> WORK ORDER
Exactly the lines from the one containing "tyler-dane, line 146: A" through the end of the data below are to be reproduced, and nothing besides them.

> RECORDS SUPPLIED
PR #563, opened 2025-06-25
Feat render calendar after auth - backend

### LINKED ISSUE #543: Render calendar immediately after authenticating
Restructure the login flow so that the user can use Compass calendar immediately after successfully authenticating, while also importing their existing calendar data in the background.

### Implementation Notes
Extract the event imports from the sign up flow
- Trigger the event import as a separate request, so it does not block UI interactions.  
  - Create a new route for importing events   
- Add a subtle loading indicator to the UI to indicate that we're fetching in the background

Fetch data after import finished 
- After the backend finishes importing all events, emit the `EVENT_CHANGED` websocket notification from the server to the client.
  - See `websocket.server.ts` and `SocketProvider.tsx`
- This will trigger the frontend to refetch the current week's events, getting the user's full calendar data.

### Loading Spinner Design

Image

- Add tooltip that says, "Importing your calendar events in the background"
- If you have time, try to animate the spinner so that it feels dynamic. If not, we can descope that and create a separate issue.
- Spinner should disappear after the background import finishes

victor-enogwe:
# What does this PR do?

This PR restructures the login flow so that the user can use Compass calendar immediately after successfully authenticating, while also importing their existing calendar data in the background.

## Description

Closes #543

## Manual Test

Relies on PR #568


packages/backend/src/__tests__/drivers/base.driver.ts
tyler-dane, line 1: It looks like this and the Sync Controller driver aren't being used anywhere. Can you clarify your plan for these? Would each controller have its own driver? Would other parts of the backend use it (not just controllers)?

packages/backend/src/sync/services/import/sync.import.series.test.ts
```diff
@@ -66,7 +51,7 @@ describe("SyncImport: Series", () => {
     expect(baseEvents).toHaveLength(1);
 
     const instancesInDb = filterExistingInstances(currentEventsInDb);
-    expect(instancesInDb).toHaveLength(expectedInstances);
+    expect(instancesInDb).toHaveLength(3);
```
tyler-dane, line 60: It'll be confusing to newcomers where these numbers are coming from. Is there a way you can make it more clear?

packages/backend/src/__tests__/drivers/base.driver.ts
tyler-dane: Update - I see some usage of them in the tests now, disregard

victor-enogwe:
@tyler-dane this is ready for review too

packages/backend/src/sync/controllers/sync.controller.test.ts
```diff
@@ -0,0 +1,155 @@
...
+      expect(notifySpy).toHaveBeenCalledTimes(6);
+
+      Array(6).forEach((_, index) =>
+        expect(notifySpy).toHaveBeenNthCalledWith(
+          index + 1,
+          EVENT_CHANGED,
+          socketId,
+        ),
+      );
+    });
```
tyler-dane, line 146: A couple issues with this test:

1) It uses a magic number (6), which is difficult to understand 

2) It seems like this test is dependent on the other tests in this suite. When I run it in isolation, it fails with

```

  ● SyncController › importGCal › should notify the frontend to refetch the calendar events on completion

    expect(jest.fn()).toHaveBeenCalledTimes(expected)

    Expected number of calls: 6
    Received number of calls: 1

      142 |
      143 |     it("should notify the frontend to refetch the calendar events on completion", async () => {
    > 144 |       expect(notifySpy).toHaveBeenCalledTimes(6);
          |                         ^
      145 |
      146 |       Array(6).forEach((_, index) =>
      147 |         expect(notifySpy).toHaveBeenNthCalledWith(

      at Object.toHaveBeenCalledTimes (packages/backend/src/sync/controllers/sync.controller.test.ts:144:25)

Test Suites: 1 failed, 1 total
Tests:       1 failed, 5 skipped, 6 total
Snapshots:   0 total
```

packages/backend/src/sync/services/sync/__tests__/gcal.sync.processor.delete.test.ts
```diff
@@ -122,11 +114,21 @@ describe("GcalSyncProcessor: DELETE", () => {
...
-    expect(remainingEvents[0]?._id.toString()).toBe(compassBaseId);
+
+    expect(remainingEvents).toEqual(
+      expect.arrayContaining([
+        expect.objectContaining({
+          _id: expect.any(String),
+        }),
+      ]),
+    );
+
```
tyler-dane, line 122: This was originally validating that only the instance was deleted.

It did that by asserting that the remaining events included the compass base. 

This is currently testing that all the remaining events have and _id, which is much less useful. Please refactor to validatie the original intent of this test.

victor-enogwe: Thanks for catching this.

packages/backend/src/sync/controllers/sync.controller.test.ts
victor-enogwe: fixed

packages/backend/src/sync/services/sync/__tests__/gcal.sync.processor.delete.test.ts
victor-enogwe: fixed

victor-enogwe:
Hi @tyler-dane I've resolved your comments. Take a look.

> RESPONSE TO THE TASK
tyler-dane, line 146: A couple issues with this test:

1) It uses a magic number (6), which is difficult to understand 

2) It seems like this test is dependent on the other tests in this suite. When I run it in isolation, it fails with

```

  ● SyncController › importGCal › should notify the frontend to refetch the calendar events on completion

    expect(jest.fn()).toHaveBeenCalledTimes(expected)

    Expected number of calls: 6
    Received number of calls: 1

      142 |
      143 |     it("should notify the frontend to refetch the calendar events on completion", async () => {
    > 144 |       expect(notifySpy).toHaveBeenCalledTimes(6);
          |                         ^
      145 |
      146 |       Array(6).forEach((_, index) =>
      147 |         expect(notifySpy).toHaveBeenNthCalledWith(

      at Object.toHaveBeenCalledTimes (packages/backend/src/sync/controllers/sync.controller.test.ts:144:25)

Test Suites: 1 failed, 1 total
Tests:       1 failed, 5 skipped, 6 total
Snapshots:   0 total
```

packages/backend/src/sync/services/sync/__tests__/gcal.sync.processor.delete.test.ts
```diff
@@ -122,11 +114,21 @@ describe("GcalSyncProcessor: DELETE", () => {
...
-    expect(remainingEvents[0]?._id.toString()).toBe(compassBaseId);
+
+    expect(remainingEvents).toEqual(
+      expect.arrayContaining([
+        expect.objectContaining({
+          _id: expect.any(String),
+        }),
+      ]),
+    );
+
```
tyler-dane, line 122: This was originally validating that only the instance was deleted.

It did that by asserting that the remaining events included the compass base. 

This is currently testing that all the remaining events have and _id, which is much less useful. Please refactor to validatie the original intent of this test.

victor-enogwe: Thanks for catching this.

packages/backend/src/sync/controllers/sync.controller.test.ts
victor-enogwe: fixed

packages/backend/src/sync/services/sync/__tests__/gcal.sync.processor.delete.test.ts
victor-enogwe: fixed

victor-enogwe:
Hi @tyler-dane I've resolved your comments. Take a look.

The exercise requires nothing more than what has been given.